BEGIN RECORDED INFORMATION

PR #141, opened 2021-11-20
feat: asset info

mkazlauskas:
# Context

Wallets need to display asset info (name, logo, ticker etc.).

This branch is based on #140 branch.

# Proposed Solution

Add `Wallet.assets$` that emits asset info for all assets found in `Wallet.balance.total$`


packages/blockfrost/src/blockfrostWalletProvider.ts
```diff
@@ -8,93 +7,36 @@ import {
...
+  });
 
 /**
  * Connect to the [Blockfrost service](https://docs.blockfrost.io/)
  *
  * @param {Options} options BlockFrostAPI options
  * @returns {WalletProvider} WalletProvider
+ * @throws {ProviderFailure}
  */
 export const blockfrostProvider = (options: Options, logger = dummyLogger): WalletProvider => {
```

END RECORDED INFORMATION
BEGIN RECORDED INFORMATION

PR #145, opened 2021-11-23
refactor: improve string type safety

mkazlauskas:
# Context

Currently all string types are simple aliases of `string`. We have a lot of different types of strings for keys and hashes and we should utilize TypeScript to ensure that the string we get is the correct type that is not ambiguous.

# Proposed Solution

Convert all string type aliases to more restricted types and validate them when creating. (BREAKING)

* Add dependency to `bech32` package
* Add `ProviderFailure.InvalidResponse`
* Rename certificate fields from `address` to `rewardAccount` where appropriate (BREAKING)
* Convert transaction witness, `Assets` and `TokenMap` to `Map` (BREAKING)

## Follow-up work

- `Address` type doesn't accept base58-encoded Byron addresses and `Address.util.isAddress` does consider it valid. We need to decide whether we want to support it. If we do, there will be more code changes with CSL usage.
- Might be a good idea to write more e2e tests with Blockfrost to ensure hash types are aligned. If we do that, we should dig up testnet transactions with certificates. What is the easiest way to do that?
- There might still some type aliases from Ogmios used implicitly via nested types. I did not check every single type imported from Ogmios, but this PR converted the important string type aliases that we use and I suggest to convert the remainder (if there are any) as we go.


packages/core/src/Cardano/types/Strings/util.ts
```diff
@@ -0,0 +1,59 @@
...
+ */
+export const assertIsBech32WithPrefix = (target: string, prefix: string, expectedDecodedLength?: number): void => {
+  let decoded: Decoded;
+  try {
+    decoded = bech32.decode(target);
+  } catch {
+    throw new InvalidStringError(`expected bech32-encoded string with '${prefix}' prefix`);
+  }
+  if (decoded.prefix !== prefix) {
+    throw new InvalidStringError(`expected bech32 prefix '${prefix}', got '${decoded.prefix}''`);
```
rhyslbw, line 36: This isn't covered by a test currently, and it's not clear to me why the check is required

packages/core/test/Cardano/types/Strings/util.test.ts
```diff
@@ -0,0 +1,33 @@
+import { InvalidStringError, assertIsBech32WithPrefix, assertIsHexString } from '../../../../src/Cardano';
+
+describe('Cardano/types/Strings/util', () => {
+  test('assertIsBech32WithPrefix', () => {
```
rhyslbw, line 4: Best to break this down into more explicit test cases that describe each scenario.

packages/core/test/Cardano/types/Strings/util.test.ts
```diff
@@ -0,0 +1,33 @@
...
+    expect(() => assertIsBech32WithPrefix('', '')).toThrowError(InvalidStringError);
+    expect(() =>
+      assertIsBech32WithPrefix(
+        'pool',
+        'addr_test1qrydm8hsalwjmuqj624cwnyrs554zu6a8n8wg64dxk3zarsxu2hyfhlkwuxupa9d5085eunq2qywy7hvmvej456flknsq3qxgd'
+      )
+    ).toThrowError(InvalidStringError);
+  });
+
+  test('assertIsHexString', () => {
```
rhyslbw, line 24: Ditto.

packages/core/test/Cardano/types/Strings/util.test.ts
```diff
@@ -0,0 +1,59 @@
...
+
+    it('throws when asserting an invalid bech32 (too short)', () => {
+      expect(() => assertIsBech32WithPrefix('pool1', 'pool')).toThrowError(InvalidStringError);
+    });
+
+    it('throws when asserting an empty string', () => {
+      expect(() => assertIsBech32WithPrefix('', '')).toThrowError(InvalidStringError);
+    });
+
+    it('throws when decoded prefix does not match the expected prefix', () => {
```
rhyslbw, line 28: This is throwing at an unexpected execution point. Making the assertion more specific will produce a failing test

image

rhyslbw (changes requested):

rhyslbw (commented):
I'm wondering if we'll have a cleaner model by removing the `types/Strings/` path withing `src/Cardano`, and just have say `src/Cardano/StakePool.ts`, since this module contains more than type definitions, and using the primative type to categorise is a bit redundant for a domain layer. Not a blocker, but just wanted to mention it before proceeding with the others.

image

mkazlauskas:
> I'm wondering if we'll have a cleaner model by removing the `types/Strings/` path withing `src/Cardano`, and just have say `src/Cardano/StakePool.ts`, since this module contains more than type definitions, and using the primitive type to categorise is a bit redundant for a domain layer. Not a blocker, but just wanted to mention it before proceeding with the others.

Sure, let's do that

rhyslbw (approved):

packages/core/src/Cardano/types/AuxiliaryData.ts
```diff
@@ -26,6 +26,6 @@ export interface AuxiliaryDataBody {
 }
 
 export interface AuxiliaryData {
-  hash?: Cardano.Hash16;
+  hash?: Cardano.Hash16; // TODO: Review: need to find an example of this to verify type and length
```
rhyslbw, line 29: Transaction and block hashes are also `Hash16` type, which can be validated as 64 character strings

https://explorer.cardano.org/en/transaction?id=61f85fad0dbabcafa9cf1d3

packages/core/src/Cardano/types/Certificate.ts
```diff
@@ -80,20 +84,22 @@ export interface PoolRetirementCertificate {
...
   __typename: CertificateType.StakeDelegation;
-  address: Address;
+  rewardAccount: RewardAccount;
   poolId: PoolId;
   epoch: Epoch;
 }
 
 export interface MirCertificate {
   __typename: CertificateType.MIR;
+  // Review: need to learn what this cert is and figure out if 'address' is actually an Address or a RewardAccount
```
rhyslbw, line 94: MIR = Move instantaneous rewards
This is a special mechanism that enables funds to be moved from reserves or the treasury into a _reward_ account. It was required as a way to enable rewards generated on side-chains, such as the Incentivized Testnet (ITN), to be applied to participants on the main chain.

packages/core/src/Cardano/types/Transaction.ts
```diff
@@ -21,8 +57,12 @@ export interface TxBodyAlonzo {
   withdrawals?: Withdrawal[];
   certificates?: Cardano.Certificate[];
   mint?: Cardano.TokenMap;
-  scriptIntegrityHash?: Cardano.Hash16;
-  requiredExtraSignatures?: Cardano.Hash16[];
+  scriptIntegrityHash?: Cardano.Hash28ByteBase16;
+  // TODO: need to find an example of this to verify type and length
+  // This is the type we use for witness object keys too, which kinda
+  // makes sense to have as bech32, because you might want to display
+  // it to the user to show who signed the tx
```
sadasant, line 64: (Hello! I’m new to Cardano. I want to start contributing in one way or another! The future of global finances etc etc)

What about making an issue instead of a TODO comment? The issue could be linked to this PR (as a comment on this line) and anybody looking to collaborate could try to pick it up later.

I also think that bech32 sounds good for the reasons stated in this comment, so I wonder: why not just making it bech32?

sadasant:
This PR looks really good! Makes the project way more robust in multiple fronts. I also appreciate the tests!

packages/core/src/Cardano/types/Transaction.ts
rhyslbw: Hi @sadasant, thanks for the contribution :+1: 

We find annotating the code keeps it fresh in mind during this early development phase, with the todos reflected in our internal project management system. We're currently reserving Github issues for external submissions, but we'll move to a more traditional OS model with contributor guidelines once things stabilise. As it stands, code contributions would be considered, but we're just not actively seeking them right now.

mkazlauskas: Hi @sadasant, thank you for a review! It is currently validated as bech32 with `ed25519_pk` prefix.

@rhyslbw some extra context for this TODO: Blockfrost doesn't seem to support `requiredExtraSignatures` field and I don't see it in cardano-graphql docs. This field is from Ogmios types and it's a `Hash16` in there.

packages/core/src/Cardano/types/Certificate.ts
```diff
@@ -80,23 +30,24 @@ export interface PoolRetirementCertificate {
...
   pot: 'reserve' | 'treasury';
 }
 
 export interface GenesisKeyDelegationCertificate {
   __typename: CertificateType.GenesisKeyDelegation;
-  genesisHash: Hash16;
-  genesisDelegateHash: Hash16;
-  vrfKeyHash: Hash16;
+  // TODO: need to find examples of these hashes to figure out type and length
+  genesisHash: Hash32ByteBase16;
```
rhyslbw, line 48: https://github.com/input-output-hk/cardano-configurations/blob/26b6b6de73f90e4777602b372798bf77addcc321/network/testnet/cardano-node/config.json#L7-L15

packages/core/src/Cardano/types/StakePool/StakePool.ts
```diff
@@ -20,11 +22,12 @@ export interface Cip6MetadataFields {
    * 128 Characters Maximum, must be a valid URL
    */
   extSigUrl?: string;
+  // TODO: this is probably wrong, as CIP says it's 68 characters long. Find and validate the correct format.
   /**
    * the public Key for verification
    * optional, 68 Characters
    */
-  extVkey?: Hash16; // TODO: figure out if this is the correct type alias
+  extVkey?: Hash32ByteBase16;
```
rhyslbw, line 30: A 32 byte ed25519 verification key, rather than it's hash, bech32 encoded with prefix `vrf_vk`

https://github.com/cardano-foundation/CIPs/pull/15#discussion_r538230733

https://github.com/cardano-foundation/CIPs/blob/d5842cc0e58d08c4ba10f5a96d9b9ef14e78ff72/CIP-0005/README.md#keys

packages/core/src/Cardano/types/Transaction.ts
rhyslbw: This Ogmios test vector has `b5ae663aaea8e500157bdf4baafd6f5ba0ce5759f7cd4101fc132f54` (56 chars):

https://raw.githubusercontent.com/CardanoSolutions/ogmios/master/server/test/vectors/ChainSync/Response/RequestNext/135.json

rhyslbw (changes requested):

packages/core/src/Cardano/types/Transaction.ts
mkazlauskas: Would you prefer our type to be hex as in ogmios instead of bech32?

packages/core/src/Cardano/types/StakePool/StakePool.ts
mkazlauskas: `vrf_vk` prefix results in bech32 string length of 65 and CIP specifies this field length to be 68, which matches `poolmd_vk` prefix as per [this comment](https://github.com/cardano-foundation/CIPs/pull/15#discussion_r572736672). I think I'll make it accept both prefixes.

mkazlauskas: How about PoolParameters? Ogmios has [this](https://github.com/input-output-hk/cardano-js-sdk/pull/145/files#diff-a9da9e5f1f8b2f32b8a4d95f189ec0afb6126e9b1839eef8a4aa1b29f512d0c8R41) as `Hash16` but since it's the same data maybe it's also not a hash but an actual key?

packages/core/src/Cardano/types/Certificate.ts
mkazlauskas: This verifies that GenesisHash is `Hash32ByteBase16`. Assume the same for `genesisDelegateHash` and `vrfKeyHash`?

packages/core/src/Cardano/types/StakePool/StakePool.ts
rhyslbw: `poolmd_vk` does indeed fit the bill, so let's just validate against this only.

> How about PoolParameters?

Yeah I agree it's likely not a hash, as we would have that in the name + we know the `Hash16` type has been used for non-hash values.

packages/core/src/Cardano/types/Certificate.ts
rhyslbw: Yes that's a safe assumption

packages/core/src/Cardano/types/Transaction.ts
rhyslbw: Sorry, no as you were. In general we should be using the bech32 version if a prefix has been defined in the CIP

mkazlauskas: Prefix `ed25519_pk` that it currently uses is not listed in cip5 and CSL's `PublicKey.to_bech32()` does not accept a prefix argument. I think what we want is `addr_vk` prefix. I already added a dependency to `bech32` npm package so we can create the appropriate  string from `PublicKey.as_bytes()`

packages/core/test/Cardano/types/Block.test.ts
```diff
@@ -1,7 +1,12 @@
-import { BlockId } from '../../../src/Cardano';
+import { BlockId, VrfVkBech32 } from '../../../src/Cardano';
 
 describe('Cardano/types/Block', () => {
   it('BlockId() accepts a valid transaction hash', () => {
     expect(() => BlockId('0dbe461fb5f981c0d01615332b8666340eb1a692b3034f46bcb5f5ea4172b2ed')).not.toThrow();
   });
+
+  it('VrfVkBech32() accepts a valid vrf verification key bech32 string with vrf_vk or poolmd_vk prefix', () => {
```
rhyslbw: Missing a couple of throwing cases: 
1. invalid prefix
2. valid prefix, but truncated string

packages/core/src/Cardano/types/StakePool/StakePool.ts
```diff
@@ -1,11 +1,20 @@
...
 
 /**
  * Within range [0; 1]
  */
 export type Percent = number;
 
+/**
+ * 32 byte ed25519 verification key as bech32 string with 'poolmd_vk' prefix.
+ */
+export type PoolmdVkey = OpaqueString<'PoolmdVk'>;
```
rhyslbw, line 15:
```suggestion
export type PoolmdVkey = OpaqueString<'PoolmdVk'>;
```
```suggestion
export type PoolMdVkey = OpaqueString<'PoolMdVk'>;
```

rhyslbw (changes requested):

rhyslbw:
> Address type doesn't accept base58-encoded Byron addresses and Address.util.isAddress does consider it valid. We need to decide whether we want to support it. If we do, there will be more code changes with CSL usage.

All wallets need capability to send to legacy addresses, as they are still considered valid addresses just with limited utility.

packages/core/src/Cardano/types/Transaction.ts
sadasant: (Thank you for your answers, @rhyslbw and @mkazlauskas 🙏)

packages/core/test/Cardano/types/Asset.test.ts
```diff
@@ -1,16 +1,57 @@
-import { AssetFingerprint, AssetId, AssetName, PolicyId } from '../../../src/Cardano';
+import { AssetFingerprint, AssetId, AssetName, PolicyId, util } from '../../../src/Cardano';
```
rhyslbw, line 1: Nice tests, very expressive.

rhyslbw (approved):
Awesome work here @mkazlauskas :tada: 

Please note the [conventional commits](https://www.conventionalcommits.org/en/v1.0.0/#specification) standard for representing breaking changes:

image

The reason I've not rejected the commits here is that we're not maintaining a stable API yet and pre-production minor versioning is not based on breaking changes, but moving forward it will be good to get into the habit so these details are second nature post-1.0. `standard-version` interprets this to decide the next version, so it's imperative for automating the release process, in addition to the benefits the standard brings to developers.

END RECORDED INFORMATION

# WORK INSTRUCTION:
Output exactly one stretch of the listing: from the line containing "Yeah I agree" through the line containing "rhyslbw: Sorry, no", both end lines included.

# ANSWER TO THIS EXERCISE:
Yeah I agree it's likely not a hash, as we would have that in the name + we know the `Hash16` type has been used for non-hash values.

packages/core/src/Cardano/types/Certificate.ts
rhyslbw: Yes that's a safe assumption

packages/core/src/Cardano/types/Transaction.ts
rhyslbw: Sorry, no as you were. In general we should be using the bech32 version if a prefix has been defined in the CIP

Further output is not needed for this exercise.